Your task: Scan the records below for the line with "PR #164, opened 2018-05-05" and the line with "As we provide". Repeat those two lines and every line between them exactly, and nothing else.

Records shown:
*** Block opens ***

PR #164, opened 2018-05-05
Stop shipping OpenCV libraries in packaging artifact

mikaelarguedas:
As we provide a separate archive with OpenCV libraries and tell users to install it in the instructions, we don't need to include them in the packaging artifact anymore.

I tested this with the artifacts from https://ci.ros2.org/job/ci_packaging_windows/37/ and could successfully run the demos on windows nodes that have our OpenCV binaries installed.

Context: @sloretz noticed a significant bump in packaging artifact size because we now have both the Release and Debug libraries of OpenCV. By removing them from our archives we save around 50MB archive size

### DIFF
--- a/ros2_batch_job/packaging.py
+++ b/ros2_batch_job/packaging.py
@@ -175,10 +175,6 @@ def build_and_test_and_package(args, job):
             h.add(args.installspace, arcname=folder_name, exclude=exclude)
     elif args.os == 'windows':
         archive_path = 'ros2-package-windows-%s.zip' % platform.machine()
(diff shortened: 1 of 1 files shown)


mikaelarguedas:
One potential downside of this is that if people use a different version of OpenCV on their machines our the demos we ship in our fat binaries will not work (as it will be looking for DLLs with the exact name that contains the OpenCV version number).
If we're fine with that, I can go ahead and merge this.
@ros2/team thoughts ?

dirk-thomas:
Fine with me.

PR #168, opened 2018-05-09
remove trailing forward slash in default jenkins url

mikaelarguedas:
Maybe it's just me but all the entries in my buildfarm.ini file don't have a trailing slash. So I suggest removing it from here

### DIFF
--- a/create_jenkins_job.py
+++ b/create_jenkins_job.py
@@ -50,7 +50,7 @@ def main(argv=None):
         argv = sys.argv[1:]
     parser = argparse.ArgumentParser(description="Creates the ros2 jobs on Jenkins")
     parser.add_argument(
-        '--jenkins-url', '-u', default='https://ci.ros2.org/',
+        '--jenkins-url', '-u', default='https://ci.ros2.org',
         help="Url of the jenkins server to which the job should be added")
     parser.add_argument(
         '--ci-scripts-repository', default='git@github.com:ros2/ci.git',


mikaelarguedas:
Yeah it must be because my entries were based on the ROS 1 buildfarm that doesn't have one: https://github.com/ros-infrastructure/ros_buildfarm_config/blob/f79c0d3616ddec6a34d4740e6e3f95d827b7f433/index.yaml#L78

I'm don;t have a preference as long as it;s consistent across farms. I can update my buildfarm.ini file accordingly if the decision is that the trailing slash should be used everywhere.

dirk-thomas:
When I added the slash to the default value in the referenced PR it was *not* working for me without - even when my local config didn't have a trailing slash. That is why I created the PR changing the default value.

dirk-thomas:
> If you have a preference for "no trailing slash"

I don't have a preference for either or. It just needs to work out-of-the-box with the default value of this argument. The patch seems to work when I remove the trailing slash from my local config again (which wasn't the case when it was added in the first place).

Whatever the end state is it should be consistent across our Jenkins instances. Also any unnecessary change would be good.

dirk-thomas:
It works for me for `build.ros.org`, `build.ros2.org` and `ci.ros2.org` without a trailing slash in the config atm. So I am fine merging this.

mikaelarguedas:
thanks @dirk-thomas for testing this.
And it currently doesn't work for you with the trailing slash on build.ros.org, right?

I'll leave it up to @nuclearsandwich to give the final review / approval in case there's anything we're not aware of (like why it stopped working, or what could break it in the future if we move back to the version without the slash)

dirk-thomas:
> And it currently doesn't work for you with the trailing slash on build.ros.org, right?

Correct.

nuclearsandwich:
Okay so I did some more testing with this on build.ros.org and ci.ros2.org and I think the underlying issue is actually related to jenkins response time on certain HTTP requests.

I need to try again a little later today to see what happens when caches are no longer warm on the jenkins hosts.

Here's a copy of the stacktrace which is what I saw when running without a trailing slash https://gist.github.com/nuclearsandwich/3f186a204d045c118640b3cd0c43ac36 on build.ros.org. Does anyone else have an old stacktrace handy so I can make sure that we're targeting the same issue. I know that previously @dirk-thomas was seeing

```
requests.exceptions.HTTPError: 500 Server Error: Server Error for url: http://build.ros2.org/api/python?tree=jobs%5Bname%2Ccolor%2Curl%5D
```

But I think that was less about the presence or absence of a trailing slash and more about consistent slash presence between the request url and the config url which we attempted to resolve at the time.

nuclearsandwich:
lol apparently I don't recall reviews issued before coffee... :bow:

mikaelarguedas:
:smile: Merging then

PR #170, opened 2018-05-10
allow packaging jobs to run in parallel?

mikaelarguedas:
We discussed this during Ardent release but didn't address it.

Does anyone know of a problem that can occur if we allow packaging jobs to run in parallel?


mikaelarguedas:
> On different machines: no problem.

*** Block closes ***
*** Block opens ***

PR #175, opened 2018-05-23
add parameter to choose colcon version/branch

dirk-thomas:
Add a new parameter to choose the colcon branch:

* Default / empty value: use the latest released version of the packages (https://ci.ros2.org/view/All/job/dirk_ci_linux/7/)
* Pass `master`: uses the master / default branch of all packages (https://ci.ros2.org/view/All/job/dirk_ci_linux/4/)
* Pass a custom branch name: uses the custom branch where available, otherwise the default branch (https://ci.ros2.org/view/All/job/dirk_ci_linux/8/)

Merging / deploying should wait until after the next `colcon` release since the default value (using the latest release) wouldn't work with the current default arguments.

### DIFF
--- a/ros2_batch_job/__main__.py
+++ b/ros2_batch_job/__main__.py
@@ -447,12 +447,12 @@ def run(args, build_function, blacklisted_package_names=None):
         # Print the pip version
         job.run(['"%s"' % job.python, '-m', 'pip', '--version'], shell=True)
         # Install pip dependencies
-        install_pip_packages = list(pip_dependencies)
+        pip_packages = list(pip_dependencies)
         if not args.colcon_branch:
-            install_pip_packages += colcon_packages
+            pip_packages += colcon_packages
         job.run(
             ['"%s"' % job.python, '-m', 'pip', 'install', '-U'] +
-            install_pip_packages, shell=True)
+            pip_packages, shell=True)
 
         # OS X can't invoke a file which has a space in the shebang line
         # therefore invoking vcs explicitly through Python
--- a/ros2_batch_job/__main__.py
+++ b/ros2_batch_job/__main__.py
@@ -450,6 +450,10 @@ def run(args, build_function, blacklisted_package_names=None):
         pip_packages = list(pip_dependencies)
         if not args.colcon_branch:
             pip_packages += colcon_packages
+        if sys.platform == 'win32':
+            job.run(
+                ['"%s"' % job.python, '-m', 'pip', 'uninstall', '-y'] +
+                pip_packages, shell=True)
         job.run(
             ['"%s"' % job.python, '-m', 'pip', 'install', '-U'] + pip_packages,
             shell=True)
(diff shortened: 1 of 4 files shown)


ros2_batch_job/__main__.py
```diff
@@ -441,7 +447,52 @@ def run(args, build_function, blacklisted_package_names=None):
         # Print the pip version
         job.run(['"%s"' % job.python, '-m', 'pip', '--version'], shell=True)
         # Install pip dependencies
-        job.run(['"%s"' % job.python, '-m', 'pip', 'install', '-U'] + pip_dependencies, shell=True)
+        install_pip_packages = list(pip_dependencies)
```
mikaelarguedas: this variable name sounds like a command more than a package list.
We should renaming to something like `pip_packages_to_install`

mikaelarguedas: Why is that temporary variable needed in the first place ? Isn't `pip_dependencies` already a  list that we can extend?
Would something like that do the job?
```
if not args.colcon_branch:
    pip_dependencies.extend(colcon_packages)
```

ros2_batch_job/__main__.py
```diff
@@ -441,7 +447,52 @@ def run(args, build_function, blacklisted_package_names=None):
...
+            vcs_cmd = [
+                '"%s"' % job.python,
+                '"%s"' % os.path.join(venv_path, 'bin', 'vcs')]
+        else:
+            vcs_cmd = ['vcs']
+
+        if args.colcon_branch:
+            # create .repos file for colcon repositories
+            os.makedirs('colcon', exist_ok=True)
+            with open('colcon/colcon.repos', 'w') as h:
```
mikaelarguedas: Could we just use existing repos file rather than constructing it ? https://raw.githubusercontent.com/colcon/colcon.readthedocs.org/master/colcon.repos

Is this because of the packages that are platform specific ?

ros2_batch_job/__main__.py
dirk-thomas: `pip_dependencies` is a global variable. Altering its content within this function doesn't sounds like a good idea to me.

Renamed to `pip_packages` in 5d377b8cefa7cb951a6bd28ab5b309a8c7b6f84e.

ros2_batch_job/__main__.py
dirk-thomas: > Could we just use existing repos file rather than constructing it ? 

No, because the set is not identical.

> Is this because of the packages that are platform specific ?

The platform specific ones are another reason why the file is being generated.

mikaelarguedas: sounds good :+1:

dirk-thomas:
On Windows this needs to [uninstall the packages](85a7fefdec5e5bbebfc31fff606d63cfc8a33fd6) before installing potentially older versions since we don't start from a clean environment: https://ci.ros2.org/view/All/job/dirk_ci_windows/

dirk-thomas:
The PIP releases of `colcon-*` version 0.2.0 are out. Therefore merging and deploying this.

*** Block closes ***
*** Block opens ***

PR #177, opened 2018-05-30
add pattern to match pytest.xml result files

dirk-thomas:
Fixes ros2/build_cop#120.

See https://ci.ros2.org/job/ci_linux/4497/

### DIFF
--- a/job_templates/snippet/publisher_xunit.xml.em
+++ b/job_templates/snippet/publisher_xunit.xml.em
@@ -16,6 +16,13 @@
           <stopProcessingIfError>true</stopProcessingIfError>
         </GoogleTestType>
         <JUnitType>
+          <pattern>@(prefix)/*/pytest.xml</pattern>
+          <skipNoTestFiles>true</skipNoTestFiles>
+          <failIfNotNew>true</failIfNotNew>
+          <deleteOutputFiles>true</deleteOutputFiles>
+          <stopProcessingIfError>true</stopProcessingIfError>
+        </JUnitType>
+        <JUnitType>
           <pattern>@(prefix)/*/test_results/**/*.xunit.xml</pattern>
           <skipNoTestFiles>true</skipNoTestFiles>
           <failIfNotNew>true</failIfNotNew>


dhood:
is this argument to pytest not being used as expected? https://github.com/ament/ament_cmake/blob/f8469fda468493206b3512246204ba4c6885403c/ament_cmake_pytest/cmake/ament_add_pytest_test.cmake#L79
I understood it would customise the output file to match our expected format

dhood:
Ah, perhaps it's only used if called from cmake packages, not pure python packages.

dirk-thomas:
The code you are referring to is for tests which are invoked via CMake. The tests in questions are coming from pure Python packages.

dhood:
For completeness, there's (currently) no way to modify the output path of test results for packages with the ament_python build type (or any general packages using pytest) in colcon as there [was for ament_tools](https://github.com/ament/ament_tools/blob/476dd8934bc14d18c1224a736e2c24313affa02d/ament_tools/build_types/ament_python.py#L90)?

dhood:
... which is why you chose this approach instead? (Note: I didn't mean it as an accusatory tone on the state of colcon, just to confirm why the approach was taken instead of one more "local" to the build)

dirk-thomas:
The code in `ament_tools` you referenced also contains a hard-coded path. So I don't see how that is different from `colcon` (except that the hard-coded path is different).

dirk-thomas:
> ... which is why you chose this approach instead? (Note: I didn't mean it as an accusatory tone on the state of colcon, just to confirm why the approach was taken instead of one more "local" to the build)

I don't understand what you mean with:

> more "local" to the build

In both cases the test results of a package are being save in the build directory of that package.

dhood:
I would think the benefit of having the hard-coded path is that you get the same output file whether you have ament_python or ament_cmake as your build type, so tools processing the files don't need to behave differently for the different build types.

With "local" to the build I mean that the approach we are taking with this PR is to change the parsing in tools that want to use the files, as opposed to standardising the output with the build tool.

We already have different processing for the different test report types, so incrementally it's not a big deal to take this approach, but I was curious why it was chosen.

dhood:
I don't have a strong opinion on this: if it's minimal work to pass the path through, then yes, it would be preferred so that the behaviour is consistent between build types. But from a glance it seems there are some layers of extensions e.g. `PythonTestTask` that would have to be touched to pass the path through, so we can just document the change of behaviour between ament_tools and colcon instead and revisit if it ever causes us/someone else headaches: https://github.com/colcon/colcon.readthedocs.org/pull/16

*** Block closes ***

Answer for this exercise:
PR #164, opened 2018-05-05
Stop shipping OpenCV libraries in packaging artifact

mikaelarguedas:
As we provide a separate archive with OpenCV libraries and tell users to install it in the instructions, we don't need to include them in the packaging artifact anymore.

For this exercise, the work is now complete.